══ Extracted material ══
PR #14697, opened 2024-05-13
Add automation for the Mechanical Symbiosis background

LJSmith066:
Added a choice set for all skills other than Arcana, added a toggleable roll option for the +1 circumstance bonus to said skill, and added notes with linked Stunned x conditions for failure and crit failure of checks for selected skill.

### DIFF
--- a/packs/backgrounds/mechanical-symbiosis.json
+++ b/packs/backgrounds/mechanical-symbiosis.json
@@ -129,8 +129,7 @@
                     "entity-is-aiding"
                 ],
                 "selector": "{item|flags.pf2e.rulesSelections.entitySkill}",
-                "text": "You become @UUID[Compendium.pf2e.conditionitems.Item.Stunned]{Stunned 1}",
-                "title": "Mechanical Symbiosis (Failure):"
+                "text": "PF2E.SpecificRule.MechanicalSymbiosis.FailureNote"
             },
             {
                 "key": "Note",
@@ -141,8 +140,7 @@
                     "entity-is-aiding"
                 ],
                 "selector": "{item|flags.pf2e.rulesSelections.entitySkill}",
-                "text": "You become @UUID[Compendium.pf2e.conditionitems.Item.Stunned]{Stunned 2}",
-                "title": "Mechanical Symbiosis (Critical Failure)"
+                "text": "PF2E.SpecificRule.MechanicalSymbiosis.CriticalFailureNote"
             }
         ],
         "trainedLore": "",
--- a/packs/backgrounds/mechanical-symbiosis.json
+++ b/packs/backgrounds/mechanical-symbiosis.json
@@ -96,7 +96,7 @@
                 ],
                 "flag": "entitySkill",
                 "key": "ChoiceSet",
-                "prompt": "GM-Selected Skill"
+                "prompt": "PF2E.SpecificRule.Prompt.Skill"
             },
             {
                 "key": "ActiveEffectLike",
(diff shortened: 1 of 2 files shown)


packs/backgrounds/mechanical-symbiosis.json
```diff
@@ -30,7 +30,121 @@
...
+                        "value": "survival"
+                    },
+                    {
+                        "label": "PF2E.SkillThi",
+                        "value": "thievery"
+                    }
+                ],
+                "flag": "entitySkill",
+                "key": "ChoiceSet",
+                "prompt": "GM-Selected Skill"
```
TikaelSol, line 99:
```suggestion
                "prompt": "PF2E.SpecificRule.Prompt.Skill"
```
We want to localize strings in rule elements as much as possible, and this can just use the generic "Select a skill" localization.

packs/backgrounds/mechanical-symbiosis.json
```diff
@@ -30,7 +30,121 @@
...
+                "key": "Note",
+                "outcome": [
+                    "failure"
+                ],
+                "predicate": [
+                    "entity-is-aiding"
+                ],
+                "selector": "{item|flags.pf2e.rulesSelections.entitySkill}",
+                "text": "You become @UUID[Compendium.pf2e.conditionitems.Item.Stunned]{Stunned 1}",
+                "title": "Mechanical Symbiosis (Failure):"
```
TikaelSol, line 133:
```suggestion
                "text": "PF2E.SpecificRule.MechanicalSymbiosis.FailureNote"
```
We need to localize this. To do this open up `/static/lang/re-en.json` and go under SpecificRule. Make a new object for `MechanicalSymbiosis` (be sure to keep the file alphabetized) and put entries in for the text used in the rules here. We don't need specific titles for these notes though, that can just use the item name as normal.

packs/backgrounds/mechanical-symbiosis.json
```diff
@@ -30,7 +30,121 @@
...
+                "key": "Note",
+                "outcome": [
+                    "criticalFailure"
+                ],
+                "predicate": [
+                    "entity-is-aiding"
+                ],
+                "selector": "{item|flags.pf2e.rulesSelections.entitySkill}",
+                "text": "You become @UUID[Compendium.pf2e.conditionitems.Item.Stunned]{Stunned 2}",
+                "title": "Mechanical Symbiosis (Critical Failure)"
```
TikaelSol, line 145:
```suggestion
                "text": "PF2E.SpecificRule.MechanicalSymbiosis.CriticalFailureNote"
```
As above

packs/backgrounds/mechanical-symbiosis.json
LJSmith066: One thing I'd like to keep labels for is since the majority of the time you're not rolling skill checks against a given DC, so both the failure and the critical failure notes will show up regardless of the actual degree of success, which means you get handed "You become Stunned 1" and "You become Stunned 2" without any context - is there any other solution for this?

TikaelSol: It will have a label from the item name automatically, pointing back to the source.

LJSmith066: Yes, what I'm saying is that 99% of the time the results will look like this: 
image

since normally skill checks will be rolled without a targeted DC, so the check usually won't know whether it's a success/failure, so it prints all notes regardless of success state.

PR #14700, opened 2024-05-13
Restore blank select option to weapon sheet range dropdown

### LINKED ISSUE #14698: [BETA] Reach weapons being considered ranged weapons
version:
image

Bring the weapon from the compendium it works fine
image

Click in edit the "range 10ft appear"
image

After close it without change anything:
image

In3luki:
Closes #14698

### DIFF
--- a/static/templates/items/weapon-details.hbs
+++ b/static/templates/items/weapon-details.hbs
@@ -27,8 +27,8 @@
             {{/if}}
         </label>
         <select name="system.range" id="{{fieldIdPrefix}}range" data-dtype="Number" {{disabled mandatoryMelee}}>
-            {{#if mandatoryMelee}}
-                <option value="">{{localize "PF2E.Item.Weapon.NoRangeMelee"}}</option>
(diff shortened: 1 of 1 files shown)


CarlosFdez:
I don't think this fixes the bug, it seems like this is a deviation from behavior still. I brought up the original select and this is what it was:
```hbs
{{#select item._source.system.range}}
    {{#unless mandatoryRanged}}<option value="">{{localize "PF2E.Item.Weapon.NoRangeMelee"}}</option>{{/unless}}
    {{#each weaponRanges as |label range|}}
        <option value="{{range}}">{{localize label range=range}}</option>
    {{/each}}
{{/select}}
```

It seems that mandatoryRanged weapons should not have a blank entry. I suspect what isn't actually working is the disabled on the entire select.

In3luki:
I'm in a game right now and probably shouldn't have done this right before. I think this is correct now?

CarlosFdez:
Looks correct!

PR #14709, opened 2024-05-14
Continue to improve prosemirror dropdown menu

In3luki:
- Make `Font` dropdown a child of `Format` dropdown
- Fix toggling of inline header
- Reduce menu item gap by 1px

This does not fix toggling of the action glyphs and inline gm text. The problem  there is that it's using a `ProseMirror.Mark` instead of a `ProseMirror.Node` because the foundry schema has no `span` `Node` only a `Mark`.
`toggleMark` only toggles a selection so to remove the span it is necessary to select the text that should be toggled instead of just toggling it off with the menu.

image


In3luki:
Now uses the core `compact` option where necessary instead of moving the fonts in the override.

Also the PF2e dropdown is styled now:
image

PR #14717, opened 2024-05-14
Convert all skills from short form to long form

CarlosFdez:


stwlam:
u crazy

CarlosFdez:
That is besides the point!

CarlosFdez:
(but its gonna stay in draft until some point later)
═══
Brief> Return, from the data, each line where the string "Make" occurs.

Exercise solution>
We need to localize this. To do this open up `/static/lang/re-en.json` and go under SpecificRule. Make a new object for `MechanicalSymbiosis` (be sure to keep the file alphabetized) and put entries in for the text used in the rules here. We don't need specific titles for these notes though, that can just use the item name as normal.
- Make `Font` dropdown a child of `Format` dropdown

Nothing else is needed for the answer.